··· Record set

PR #660, opened 2019-03-18
[5] Minor Fixes

AnuthaDev:
UI fixes, gradle version update, material drawer library update, consumer-proguard file update

### DIFF
--- a/appintro/src/main/java/com/github/paolorotolo/appintro/internal/viewpager/ViewPagerTransformer.kt
+++ b/appintro/src/main/java/com/github/paolorotolo/appintro/internal/viewpager/ViewPagerTransformer.kt
@@ -65,7 +65,7 @@ internal class ViewPagerTransformer(
                     page.isClickable = true
                 } else {
                     // position is between -1.0F & 0.0F OR 0.0F & 1.0F
-                    page.translationX = page.width * -position
+                    page.translationX = page.width* -position
                     page.alpha = 1.0f - Math.abs(position)
                 }
             }
--- a/appintro/src/main/java/com/github/paolorotolo/appintro/internal/viewpager/ViewPagerTransformer.kt
+++ b/appintro/src/main/java/com/github/paolorotolo/appintro/internal/viewpager/ViewPagerTransformer.kt
@@ -56,16 +56,13 @@ internal class ViewPagerTransformer(
             }
             TransformType.FADE -> {
                 if (position <= -1.0f || position >= 1.0f) {
-                    page.translationX = page.width.toFloat()
                     page.alpha = 0.0f
                     page.isClickable = false
                 } else if (position == 0.0f) {
-                    page.translationX = 0.0f
                     page.alpha = 1.0f
                     page.isClickable = true
                 } else {
                     // position is between -1.0F & 0.0F OR 0.0F & 1.0F
-                    page.translationX = page.width* -position
                     page.alpha = 1.0f - Math.abs(position)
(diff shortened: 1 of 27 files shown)


appintro/src/main/res/values/dimen.xml
```diff
@@ -15,7 +15,8 @@
     <dimen name="appintro_button_minwidth">48dp</dimen>
 
     <dimen name="appintro_indicator_inset">3dp</dimen>
-    <dimen name="appintro_indicator_size">10dp</dimen>
+    <dimen name="appintro_unselected_indicator_size">10dp</dimen>
```
cortinico: Please keep those two together

appintro/src/main/res/values/styles.xml
```diff
@@ -3,22 +3,42 @@
 
     <style name="AppIntroStyle" parent="Theme.AppCompat.DayNight.NoActionBar" />
```
cortinico: I think we should rename this to be `AppIntroTheme` as it's actually a theme and not a style.
Moreover we can rename the Themes in the `example` module to avoid naming clashes

appintro/src/main/res/values/dimen.xml
Anutha02: What does together mean?

appintro/src/main/res/values/styles.xml
Anutha02: Okay

appintro/src/main/res/values/dimen.xml
cortinico: Just have a single:
```
    <dimen name="appintro_indicator_size">10dp</dimen>
```

And not two `appintro_unselected_indicator_size` and `appintro_selected_indicator_size`

Anutha02: No. Disagreed.

cortinico: > No. Disagreed.

Do you have arguments?

Anutha02: Having 2 separate dimensions is for changing the size of the selected indicator dot. We can make it bigger if we want this way

Anutha02: Here are the arguments ^

Anutha02: Something just like this:. 
https://drive.google.com/file/d/18RsCpEWXe8CCYqu3gNcVjfVdeAB1tkOA/view?usp=drivesdk

appintro/src/main/java/com/github/paolorotolo/appintro/internal/viewpager/ViewPagerTransformer.kt
```diff
@@ -56,13 +56,16 @@ internal class ViewPagerTransformer(
             }
             TransformType.FADE -> {
                 if (position <= -1.0f || position >= 1.0f) {
+                    page.translationX = page.width.toFloat()
```
cortinico: Again here those should not be here.
Here the fix to your problem: https://help.github.com/en/articles/syncing-a-fork

cortinico:
Please let me know when this is ready for another review, as I saw you're still pushing commit on this branch.

Anutha02:
Ok

Anutha02:
@cortinico Ready for review

Anutha02:
Alright, this was the last commit. This time it is surely ready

······

Among the lines of the data above, find those with the word "review" and show them.

- **Exercise output**
Please let me know when this is ready for another review, as I saw you're still pushing commit on this branch.
@cortinico Ready for review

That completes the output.